» **Work task**
Each line below that carries the string "PwBwolf" must appear in the answer.

» **Records shown**

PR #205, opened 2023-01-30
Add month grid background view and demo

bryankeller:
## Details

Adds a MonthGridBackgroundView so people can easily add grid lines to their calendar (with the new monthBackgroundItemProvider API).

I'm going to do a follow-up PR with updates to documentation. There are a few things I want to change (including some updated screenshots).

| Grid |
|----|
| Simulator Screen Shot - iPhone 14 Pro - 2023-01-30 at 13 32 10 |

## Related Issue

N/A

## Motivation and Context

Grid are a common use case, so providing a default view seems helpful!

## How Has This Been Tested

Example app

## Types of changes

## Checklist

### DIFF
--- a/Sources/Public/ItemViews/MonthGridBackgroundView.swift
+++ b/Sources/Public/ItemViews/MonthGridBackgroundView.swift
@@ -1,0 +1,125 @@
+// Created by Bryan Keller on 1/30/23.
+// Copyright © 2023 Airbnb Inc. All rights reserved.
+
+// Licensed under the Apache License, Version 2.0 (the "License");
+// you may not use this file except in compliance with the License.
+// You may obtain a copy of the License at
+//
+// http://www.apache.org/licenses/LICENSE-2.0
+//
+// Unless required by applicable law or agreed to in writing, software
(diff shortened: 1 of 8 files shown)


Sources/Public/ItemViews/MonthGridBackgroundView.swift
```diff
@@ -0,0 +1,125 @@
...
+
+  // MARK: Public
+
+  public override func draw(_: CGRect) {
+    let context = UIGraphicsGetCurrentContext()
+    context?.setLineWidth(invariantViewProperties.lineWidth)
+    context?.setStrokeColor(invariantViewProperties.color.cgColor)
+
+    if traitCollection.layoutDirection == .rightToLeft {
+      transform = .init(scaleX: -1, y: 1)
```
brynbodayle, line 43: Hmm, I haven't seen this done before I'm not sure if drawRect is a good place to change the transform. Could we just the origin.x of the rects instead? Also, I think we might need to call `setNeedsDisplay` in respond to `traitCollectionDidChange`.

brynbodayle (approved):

--

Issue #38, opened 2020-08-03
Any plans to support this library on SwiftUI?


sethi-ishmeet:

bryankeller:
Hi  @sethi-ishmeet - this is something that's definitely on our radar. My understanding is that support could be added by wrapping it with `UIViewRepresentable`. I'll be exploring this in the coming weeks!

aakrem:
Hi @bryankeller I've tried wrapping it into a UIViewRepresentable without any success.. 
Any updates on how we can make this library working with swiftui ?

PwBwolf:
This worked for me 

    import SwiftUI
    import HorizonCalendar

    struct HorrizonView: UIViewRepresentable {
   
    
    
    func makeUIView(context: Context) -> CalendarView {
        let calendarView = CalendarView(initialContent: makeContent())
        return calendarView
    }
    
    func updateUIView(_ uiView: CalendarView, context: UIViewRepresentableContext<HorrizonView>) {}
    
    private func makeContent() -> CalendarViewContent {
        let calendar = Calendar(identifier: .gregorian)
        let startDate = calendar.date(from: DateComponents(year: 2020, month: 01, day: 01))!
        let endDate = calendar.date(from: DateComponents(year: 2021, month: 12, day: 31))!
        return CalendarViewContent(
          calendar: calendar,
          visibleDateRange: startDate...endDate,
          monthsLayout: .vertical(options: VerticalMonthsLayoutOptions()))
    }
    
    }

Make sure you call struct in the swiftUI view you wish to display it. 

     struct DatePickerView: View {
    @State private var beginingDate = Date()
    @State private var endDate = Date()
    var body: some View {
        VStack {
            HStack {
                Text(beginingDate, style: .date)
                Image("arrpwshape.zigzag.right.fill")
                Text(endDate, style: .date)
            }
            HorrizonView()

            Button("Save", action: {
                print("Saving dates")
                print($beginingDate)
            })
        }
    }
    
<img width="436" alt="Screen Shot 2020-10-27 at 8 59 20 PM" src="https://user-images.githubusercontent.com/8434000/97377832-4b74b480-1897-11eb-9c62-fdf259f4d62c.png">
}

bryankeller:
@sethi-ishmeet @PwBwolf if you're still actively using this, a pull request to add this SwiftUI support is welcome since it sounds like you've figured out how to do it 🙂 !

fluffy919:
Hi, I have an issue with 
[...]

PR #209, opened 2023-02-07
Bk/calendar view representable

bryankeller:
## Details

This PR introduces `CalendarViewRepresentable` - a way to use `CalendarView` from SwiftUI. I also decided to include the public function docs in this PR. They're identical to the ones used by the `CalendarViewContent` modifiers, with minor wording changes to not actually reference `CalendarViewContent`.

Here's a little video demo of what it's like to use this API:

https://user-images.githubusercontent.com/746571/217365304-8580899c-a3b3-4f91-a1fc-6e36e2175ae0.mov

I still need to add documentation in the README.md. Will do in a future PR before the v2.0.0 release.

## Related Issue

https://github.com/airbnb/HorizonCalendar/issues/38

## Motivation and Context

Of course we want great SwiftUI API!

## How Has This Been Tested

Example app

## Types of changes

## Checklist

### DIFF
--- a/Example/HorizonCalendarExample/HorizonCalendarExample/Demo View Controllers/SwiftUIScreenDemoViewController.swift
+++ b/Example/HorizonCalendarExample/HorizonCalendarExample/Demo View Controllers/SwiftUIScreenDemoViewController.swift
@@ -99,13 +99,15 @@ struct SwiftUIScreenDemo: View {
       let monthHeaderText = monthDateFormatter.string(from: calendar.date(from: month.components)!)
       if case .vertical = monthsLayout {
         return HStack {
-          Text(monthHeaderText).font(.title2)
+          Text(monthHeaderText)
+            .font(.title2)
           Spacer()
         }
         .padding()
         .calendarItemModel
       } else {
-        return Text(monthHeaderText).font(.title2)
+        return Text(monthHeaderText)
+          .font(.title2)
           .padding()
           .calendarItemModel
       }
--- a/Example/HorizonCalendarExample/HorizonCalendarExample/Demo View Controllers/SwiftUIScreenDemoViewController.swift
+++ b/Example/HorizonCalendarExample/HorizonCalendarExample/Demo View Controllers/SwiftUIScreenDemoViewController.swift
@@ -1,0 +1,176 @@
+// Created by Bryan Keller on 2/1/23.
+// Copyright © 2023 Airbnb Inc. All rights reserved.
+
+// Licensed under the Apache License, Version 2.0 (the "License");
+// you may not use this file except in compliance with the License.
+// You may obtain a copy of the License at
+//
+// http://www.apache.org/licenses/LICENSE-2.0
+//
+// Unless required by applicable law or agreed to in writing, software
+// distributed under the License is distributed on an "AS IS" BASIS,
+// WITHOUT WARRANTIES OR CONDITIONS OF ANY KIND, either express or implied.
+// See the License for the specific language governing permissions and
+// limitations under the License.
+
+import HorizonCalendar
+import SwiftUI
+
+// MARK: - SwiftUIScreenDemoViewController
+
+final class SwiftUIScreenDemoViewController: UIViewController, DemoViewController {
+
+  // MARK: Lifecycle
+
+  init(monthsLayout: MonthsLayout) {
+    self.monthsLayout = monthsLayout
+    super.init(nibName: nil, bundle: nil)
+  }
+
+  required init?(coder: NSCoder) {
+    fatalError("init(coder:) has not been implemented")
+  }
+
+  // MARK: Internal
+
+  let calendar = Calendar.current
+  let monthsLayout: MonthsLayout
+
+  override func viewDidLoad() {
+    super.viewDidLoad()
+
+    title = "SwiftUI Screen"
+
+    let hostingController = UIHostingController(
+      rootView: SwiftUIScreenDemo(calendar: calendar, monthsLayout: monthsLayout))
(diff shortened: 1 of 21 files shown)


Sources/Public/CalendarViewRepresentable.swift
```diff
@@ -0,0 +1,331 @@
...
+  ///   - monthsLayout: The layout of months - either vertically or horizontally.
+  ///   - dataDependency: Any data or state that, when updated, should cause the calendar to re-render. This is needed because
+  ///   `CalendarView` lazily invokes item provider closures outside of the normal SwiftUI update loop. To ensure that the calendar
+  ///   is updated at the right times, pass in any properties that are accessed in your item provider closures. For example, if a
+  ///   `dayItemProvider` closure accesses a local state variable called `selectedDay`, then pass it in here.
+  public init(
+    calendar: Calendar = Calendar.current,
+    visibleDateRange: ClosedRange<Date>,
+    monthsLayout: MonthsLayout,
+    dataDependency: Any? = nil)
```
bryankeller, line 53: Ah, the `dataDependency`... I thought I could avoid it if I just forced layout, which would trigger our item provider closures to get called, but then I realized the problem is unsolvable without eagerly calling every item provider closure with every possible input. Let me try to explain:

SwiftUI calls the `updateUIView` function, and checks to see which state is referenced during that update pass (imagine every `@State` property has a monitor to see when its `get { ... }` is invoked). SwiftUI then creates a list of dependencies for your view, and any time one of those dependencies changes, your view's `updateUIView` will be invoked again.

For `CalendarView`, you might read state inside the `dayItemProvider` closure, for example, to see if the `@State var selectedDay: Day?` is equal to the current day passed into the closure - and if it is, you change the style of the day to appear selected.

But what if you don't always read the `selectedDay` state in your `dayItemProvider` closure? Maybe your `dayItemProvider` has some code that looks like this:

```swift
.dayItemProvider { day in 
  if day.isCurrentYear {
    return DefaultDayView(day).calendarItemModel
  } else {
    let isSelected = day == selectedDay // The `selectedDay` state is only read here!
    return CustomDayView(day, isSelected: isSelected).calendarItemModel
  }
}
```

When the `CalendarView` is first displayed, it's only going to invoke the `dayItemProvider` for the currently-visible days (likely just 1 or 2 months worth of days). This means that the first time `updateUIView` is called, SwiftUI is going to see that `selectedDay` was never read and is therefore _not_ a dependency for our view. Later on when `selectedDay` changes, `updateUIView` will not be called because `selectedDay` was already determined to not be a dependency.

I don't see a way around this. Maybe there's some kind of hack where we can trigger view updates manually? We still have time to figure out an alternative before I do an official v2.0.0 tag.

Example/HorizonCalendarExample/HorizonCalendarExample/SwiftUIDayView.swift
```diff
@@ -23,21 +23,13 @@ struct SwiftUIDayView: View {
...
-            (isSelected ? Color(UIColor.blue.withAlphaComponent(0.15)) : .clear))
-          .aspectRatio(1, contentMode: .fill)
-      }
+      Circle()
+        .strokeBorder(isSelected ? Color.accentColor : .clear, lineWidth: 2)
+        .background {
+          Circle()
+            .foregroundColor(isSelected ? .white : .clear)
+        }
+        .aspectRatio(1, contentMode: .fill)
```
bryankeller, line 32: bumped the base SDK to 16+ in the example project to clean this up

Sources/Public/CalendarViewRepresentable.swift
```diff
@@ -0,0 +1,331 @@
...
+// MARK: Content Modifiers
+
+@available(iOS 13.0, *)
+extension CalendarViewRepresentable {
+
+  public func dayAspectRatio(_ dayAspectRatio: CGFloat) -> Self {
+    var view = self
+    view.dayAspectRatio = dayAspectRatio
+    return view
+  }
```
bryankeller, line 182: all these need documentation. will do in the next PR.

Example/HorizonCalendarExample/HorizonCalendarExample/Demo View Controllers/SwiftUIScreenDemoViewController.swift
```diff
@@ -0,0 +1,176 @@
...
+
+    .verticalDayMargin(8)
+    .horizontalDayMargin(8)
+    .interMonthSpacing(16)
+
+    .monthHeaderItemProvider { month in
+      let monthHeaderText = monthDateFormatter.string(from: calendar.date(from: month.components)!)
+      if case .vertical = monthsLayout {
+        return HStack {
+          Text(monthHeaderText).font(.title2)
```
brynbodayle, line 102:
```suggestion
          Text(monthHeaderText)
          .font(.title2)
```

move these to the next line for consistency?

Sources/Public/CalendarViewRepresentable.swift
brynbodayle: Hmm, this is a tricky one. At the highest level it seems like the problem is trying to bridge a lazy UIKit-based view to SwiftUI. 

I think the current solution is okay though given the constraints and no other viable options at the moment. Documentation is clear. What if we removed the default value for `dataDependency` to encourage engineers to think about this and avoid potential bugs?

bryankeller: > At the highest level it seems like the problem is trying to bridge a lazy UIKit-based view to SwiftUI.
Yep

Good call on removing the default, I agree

---

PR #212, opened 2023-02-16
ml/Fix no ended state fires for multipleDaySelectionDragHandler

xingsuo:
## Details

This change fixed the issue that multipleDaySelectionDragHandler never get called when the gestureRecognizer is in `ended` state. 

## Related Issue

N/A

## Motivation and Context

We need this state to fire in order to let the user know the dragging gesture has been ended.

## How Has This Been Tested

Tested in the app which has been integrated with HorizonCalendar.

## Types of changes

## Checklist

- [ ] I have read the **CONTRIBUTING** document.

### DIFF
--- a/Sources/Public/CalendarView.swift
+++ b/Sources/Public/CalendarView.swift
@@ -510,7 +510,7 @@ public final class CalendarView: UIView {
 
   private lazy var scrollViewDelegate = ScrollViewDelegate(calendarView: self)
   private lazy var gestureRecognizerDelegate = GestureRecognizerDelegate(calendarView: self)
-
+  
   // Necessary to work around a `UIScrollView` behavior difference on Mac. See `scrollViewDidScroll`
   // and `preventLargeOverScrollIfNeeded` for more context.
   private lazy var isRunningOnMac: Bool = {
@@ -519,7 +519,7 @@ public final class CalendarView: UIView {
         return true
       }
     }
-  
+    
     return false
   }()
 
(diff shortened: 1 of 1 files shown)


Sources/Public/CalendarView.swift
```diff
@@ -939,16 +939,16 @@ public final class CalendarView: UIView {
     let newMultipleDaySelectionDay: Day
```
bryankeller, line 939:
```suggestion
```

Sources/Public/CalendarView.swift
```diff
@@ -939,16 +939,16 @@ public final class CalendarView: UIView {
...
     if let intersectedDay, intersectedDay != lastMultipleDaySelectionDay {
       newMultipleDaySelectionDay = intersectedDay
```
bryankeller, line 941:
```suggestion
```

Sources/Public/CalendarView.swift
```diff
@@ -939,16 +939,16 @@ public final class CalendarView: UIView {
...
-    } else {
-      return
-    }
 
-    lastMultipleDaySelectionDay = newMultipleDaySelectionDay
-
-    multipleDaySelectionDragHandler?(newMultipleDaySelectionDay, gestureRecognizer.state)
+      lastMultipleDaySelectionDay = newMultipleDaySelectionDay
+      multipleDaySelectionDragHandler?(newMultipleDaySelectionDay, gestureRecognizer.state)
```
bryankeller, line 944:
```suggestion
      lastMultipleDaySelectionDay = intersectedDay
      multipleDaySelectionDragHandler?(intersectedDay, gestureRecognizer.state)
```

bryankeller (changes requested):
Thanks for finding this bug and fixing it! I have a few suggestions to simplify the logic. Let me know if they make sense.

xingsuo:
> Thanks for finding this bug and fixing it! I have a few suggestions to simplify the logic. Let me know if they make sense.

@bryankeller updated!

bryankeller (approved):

» **Output of the exercise**
PwBwolf:
@sethi-ishmeet @PwBwolf if you're still actively using this, a pull request to add this SwiftUI support is welcome since it sounds like you've figured out how to do it 🙂 !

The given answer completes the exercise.